Helios imageHelios was the incarnation of the sun in Greek mythology, and described as a handsome youth bearing the shining aureole of the Sun indicating his solar attributes: powerful, fiery, bright and tireless. He drove his chariot of the sun, pulled by the four horses Pyrois, Eos, Aethon and Phlegon, across the sky each day to earth-circling Oceanus and through the world-ocean returned to the East at night. As time passed, Helios was increasingly associated with the god of light, Apollo. However, in spite of their fusion, they were also often viewed as two distinct gods. Helios was a Titan a member of the earlier order of gods that preceded the Olympians as Apollo was. The equivalent of Helios in Roman mythology was Sol, specifically Sol Invictus.

Solar Power Facts

  • Every hour the sun beams onto Earth more than enough energy to satisfy global needs for an entire year. Solar energy harnesses the sun’s power and make it useable, but today the technology produces less than 0.001% (one tenth of one percent) of the global energy demand.
  • Although the sun is over 90 million miles from the Earth, it takes less than 10 minutes for light to speed across that distance.
  • Only 0.01% of the energy produced by nuclear fusion in the sun per second would be needed to satisfy the entire population of the earth’s energy requirements.

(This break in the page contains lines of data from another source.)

Issue #3650, opened 2025-02-24
Maintenance: add `NO-OP` user agent


dreamorosi:
### Summary

The AWS SDK offers the possibility to appending a user agent to requests sourcing the value from a known env variable (`AWS_SDK_UA_APP_ID`). We should set the environment variable when one is not set to include our ua to requests.

### Why is this needed?

So that we can append the Powertools user agent to AWS SDK clients more effectively.

### Which area does this relate to?

Governance

### Acknowledgment

- [x] This request meets [Powertools for AWS Lambda (TypeScript) Tenets](https://docs.powertools.aws.dev/lambda/typescript/latest/#tenets)
- [ ] Should this be considered in other Powertools for AWS Lambda languages? i.e. [Python](https://github.com/aws-powertools/powertools-lambda-python/), [Java](https://github.com/aws-powertools/powertools-lambda-java/), and [.NET](https://github.com/aws-powertools/powertools-lambda-dotnet/)

### Future readers

Please react with 👍 and your use case to help us understand customer demand.

PR #3651, opened 2025-02-24
chore(maintenance): set app sdk ua env variable when none is set

dreamorosi:
### Changes

This PR adds a mechanism to set the `AWS_SDK_UA_APP_ID` env variable when one is set so that AWS SDK clients include the value when making requests. The env variable is set when importing Powertools and allows us to send our user agent along with requests. 

This new mechanism appends a `NO-OP` user agent, and the PR also implements new logic to add feature-specific user agents only when the `NO-OP` is not present. The UA attached to requests looks like this `app/PT/NO-OP/2.14.0`.

**Issue number:** #3650

---


am29d (approved):
Wunderbar!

  • Solar energy has been used by humans for a long time in heating, cooking food, removing salt from seawater and drying clothes. In 700 BC, glass lenses were used to make fire by magnifying the sun’s rays.

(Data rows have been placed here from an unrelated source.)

PR #3665, opened 2025-02-26
chore(ci): adopt new CDK Toolkit Library

### LINKED ISSUE #3117: Maintenance: manually bump `@aws-cdk/cli-lib-alpha`
### Summary

While we use Dependabot for automatically updating our dependencies, the `@aws-cdk/cli-lib-alpha` is being excluded by the updates ([example](https://github.com/aws-powertools/powertools-lambda-typescript/pull/3110/files)) despite being included in the [config](https://github.com/aws-powertools/powertools-lambda-typescript/blob/b3903a07bffd8caf0822447dcc8233b9df9af847/.github/dependabot.yml#L45-L50).

We should update the dependency manually until we find a solution.

### Why is this needed?

With the other AWS CDK related dependencies moving forward with versions and this one being left behind, the integration [tests fail](https://github.com/aws-powertools/powertools-lambda-typescript/actions/runs/11031051029/job/30636984524).

We need to manually update so that we can continue running the tests.

Other

### Solution

_No response_

### Acknowledgment

### Future readers

dreamorosi:
### Changes

This PR replaces the usage of the `@aws-cdk/cli-lib-alpha` with the newer `@aws-cdk/toolkit-lib` that was announced in developer preview [earlier today](https://github.com/aws/aws-cdk-cli/discussions/154).

This new toolkit is expected to be the way of interacting with CDK programmatically moving forward, so it makes sense for us to adopt it and remove the older `@aws-cdk/cli-lib-alpha`.

The switch is pretty much a drop-in replacement for us, since we were already abstracting away the CLI from the tests. The bulk of the changes are in the `TestStack` class in the internal `testing` package, which now uses the new module.

With this new toolkit we unlocked also two new benefits:
- since the new package uses the `latest` dist tag on npmjs.com it can now be picked up by Dependabot update, this was not the case with the `@aws-cdk/cli-lib-alpha` which was using a pre-release tag.
- the new module gives more control to how logs are emitted by CDK. Because of this, we can remove a lot of noise from most runs. As part of this PR I implemented a rudimentary log filtering that silences most of the logs except warnings and errors. This happens during regular runs, but when workflows are rerun with [debug logging enabled](https://docs.github.com/en/actions/monitoring-and-troubleshooting-workflows/troubleshooting-workflows/enabling-debug-logging) everything is logged. With this change we can keep the output clean, but still have visibility when something breaks.

Finally, while not related to the new toolkit, I also changed the stack generation to include a `Service` tag to all resources generated as part unit test runs. This was something that I had in the backlog for a while and that will unlock some additional automation down the road. For example, now that things are tagged, we can potentially automate the removal of CloudWatch LogGroup resources, which currently are just piling up. More info on this front in the near future.

**Issue number:** closes #3117

---

### DIFF
--- a/.github/dependabot.yml
+++ b/.github/dependabot.yml
@@ -44,7 +44,7 @@ updates:
         - "aws-sdk-client-mock-vitest"
       aws-cdk:
         patterns:
-        - "@aws-cdk/cli-lib-alpha"
+        - "@aws-cdk/toolkit-lib"
         - "aws-cdk-lib"
         - "aws-cdk"
       typescript:
--- a/.github/workflows/run-e2e-tests.yml
+++ b/.github/workflows/run-e2e-tests.yml
@@ -17,7 +17,6 @@ jobs:
     env:
       NODE_ENV: dev
       PR_NUMBER: ${{ inputs.prNumber }}
-      RUNNER_DEBUG: ${{ runner.debug }}
     permissions:
       id-token: write # needed to interact with GitHub's OIDC Token endpoint.
       contents: read
@@ -75,4 +74,5 @@ jobs:
           CI: true
           ARCH: ${{ matrix.arch }}
           JSII_SILENCE_WARNING_DEPRECATED_NODE_VERSION: true
+          RUNNER_DEBUG: ${{ env.RUNNER_DEBUG }}
         run: npm run test:e2e -w ${{ matrix.package }}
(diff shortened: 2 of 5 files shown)


am29d (approved):
Great work, and super fast adoption! E2E tests are green locally and in CICD. 🚀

  • Other passive technologies are for example big windows placed on the sunny side of a building allowing sunlight to heat-absorbent materials on the floor and walls, with those surfaces releasing the heat at night to keep the building warm.  Similarly, absorbent plates on a roof can heat liquid in tubes that supply a house or building with hot water.
  • The sun is a direct source of energy. Using renewable energy technologies, we can convert that solar energy into electricity, and as technology improves solar power costs have decreased and it has become a more viable alternative competing with other energy sources such as coal and oil.
  • Large number of Solar cells or so-called photovoltaic cells, are put together to create solar panels that convert light energy into electricity. The cells are made of semiconductor materials like those found in computer chips, and when sunlight hits them, it knocks electrons loose from their atoms, and as the electrons flow through the cell they generate electricity.
  • On a larger scale, solar thermal power plants employ various techniques to concentrate the sun’s energy as a heat source. The heat is then use to boil water to drive a steam turbine that generates electricity in the same way as coal and nuclear power plants do. The largest solar power plant in the world is in the Mojave Desert in California, covering 1000 acres.
  • Spacecraft and space stations such as the International Space Station (ISS) often use solar panels to generate power.  Space missions have been using solar energy to power spaceships since 1958.
  • All solar lights are wireless, they are not hooked up to external sources of power.
  • Solar lights produce no pollution and cause no harmful environmental effects.
  • Solar lights are immune to black outs.
  • Solar-powered outdoor lighting is virtually maintenance free, since the batteries require no water or other regular service.
  • Solar lights work even after cloudy days. During daylight, even when overcast, the solar panels’ solar generators charge long-life batteries, which store the energy until needed.